(Collected data entries)
○ ○ ○ ○

Issue #1358, opened 2020-02-16
genes_in_contigs table should have a "type" column, which states whether the gene is coding or non-coding


ekiefl:
In the current design, it is very hacky/difficult to work with gene collections when you want codon sequences and values like 'codon_order_in_gene' and 'base_pos_in_codon', because noncoding genes do not have these attributes. This issue is magnified greatly when external gene calls are imported during anvi-gen-contigs-database

meren:
I fully agree. One solution is to literally add a new column to the genes table.

For instance, we can add a variable in constants, something like this:

```python
known_gene_types = set([1: 'CODING',
                        2: 'NONCODING',
                        3: 'UNKNOWN')
```

We would also require a new column in external gene calls file, `type`, that would have to have for each gene one of the known types. During import we can make sure everything checks out. If there is no column, we can set the type of each gene to `1` if we can get a translated DNA, and `2` if they have internal stop codons or `len(gene_seq) % 3 != 0` (of course when we do this, noncoding gene sequences that happened to satisfy the `% 3 != 0` criterion and lack 'internal stop codons' would erroneously be set as coding sequences, but it is still better than what's happening now).

Then we would change every function in anvi'o that reads gene calls from db to accept an optional `set` variable for gene type(s). So we can get all genes and work with only on those that match to a specific type (i.e., calculating SCVs only for coding genes) or request a specific subset of genes depending on the context (i.e., `1` for pangenomics). This way rRNA and tRNA HMMs could also add their genes with type `2` to avoid downstream confusions.

We have to do this for sure.

meren:
So the plan is to keep the `is_partial` flag, and implement `known_gene_types` as a new column.

ekiefl:
This is solved with the above-mentioned PR

PR #1429, opened 2020-05-18
A new feature for gene calls in contigs db: gene call types

meren:
This PR introduces the feature that was discussed in issue #1358.

I think the behavior makes much more sense. We now should be able to only work with genes that are type CODING in SCV and SAAV contexts. Thanks to Evan's Markov model we are golden with partial or non-partial external gene calls that come without an amino acid sequence. So we can rely on them in any analysis with confidence. The only problem I see is that when the user provides amino acid sequences in external genomes files, we are not testing whether the gene start/stop positions should be trimmed to match that amino acid sequence. This will probably explode at some point miserably because someone will put in start/stop positions that will not correspond to the amino acid sequence and/or the proper frame in DNA form.

Another thing this PR misses is a migration script for contigs db `v15` to `v16` :) Once it is in, we can merge it to `master` to start playing with it.


ekiefl:
Looks really comprehensive. Not too shabby for Sunday afternoon! I will add a migration script, and I will modify the profiler to make use of the new `coding_type` entry in gene_calls

meren:
Sounds great! Thank you.

Good catch with the snakemake. I can't think of anything else to add to the workflows.

ekiefl:
@meren I made the migration script as promised. Please take a close look to make sure I'm not doing anything too stupid. This is how I tested it:

Using master, I create a contigs database from infant gut dataset, then run HMMs to get Ribosomal genes. Then I run anvi-migrate and confirm that everything is `call_type = 1`, except for the Ribosomal genes at the bottom of the `genes_in_contigs` table, which are given `call_type = 2`.

If you think this branch has been tested enough, let's merge it. Otherwise, let me know if you have suggestions for further testing.

meren:
Thank you, @ekiefl. I will look into this after the class. I hope it is not too late.

ekiefl:
Upon further reflection, I realize the consequences of an error could be deadly, for example thinking about migrating matts assembly job

meren:
Hey @ekiefl. please see the changes I've made. I tried to make it more robust.

As far as I can see, it should work on every contigs db. I know that if these migration scripts fail, they usually fail so badly and ruin people's projects, so it takes a lot of courage can care to write them.

Perhaps we can store a copy of the db in tmp and then only delete that version after a successful migration. but if you are working with gigabytes of data, it is not practical either. A better way could have been to implement a `--safe-migration` or `--skip-safe-migration` flag to offer alternatives.

Perhaps a future weekend project.

ekiefl:
I am going to run the migration on a 13GB contigs DB. If it works, I will merge.

ekiefl:
Update.

Ok, I ran the migration on 2 large contigs DBs with no problems. But I discovered there is a new can of worms to open up: the `nt_position_info` compressed table. This stores the following info as an 8bit integer:

```python
        """This function compresses information regarding each nucleotide position in a given contig
           into a small int. Every nucleotide position is represented by four bits depending on whether
           they occur in a complete open reading frame, and which base they correspond to in a codon.

                0000
                ||||
                ||| \
                |||   Third codon?
                || \
                ||   Second codon?
                | \
                |   First codon?
                 \
                   Whether the position in a partial gene call

           8: int('1000', 2); nt position is in a partial gene call
           4: int('0100', 2); nt position is in a complete gene call, and is at the 1st position in the codon
           2: int('0010', 2); nt position is in a complete gene call, and is at the 2nd position in the codon
           1: int('0001', 2); nt position is in a complete gene call, and is at the 3rd position in the codon
        """
```

The way this compression works is, if the gene is partial, the codon positions are not logged. With these new changes we should be updating the rules of this compression to allow for codon positions to be logged even if the gene is partial. Instead, they should not be logged if the gene call type is NONCODING or UNKNOWN.

Then, there is a further complication because if they predict partial genes with prodigal, they are set as CODING but because we do not currently trim prodigal's partial gene calls, we are not able to say which codon position a nucleotide is in.

Here is what I propose to handle this. This may be a totally illegitimate path forward because I don't know the extent of contexts with which `nt_position_info` is used outside of `anvi-profile` (for example is this used in pangenomics?).

1. We  no longer store whether the gene is partial in `nt_position_info`. I reckon we don't need it?
2. We store `not_translated` in place of partial in `nt_position_info` which is 1 if `call_type` is either NONCODING or UNKNOWN
3. If prodigal gives us a partial gene prediction, we automatically trim it (this behavior would supersede the role of `--skip-predict-frame`.
4.  We do not attempt to propagate this behavior in the migration script. This will mean any genes that are partial will be flagged as `not_translated`. This is essentially how it was before.

What do you think @meren?

meren:
I'm glad you caught this, @ekiefl. The good news is that the only purpose of `nt_position_info` is to determine whether SNVs will be shown as green, red, or black in the interface. So that information is propagated by anvi-profile and used by anvi-interactive (and anvi-refine etc).

I think your proposal solves this and I agree with each item.

ekiefl:
With the latest commits, you can see that we properly store codon position info even when the gene is partial.

Before: 
image

After (look at far right):
image

meren:
pure beauty.

ekiefl:
Ok there were a lot of things that needed updating upon the switch from partial -> noncoding. See above commits for details.

I have done very basic tests on everything I have changed. Probably there exists errors somewhere in there and we will just have to discover those as they are reported.

I have to write a migration script for the profile database since now the variability table contains `is_in_noncoding_gene_call` and `is_in_coding_gene_call`. But before I write it, I want to point out that because the compressed nt info does not contain `is_in_partial_gene_call`, `is_in_complete_gene_call` info anymore, this info is no longer stored in the the nucleotide variability table. They have been replaced with `is_in_noncoding_gene_call` and `is_in_coding_gene_call`. In theory we can also keep these columns, but it will require some redesign. Do you think it is worth it @meren? Imo it is not.

meren:
> Ok there were a lot of things that needed updating upon the switch from partial -> noncoding. See above commits for details.

I can see multiple very important catches in the list. Thank you! Clearly we should increase the coverage of `run_all_tests` :/

> I have to write a migration script for the profile database since now the variability table contains is_in_noncoding_gene_call and is_in_coding_gene_call. But before I write it, I want to point out that because the compressed nt info does not contain is_in_partial_gene_call, is_in_complete_gene_call info anymore, this info is no longer stored in the the nucleotide variability table. They have been replaced with is_in_noncoding_gene_call and is_in_coding_gene_call. In theory we can also keep these columns, but it will require some redesign. Do you think it is worth it @meren? Imo it is not.

I agree. It is not worth it. We can get rid of them.

ekiefl:
@meren, I added a migration script, but I'm too scared to merge. Please do it if you feel good about it.

meren:
:)

Thank you, @ekiefl!

I will take a look at this tonight, and merge it once I am satisfied that enough eyes went though this.

meren:
(I couldn't because busy :( .. which continues to be the case)

meren:
OK. You take a look, and merge, @ekiefl. Everything looks good to me at this point.

Thank you very much!

anvio/migrations/profile/v32_to_v33.py
```diff
@@ -46,15 +46,9 @@ def migrate(db_path):
...
-        progress.update('Loading variability table...')
-        var = profile_db.get_table_as_dataframe(variable_nts_table_name, error_if_no_data=False)
-        var.rename(columns = {'in_partial_gene_call': 'in_noncoding_gene_call',
-                              'in_complete_gene_call': 'in_coding_gene_call'}, inplace=True)
-
-        progress.update('Rewriting variability table... Do not interrupt this process')
-        profile_db.drop_table(variable_nts_table_name)
-        profile_db.create_table(variable_nts_table_name, variable_nts_table_structure, variable_nts_table_types)
-        profile_db.insert_rows_from_dataframe(variable_nts_table_name, var)
+        progress.update('Renaming columns in variability table...')
```
ekiefl, line 46: omg... lol

ekiefl:
Ok. Looks good to me too!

○ ○ ○ ○

* [Work task]
If a line of the data holds the string "opened", list it.

* [Completed exercise]
Issue #1358, opened 2020-02-16
PR #1429, opened 2020-05-18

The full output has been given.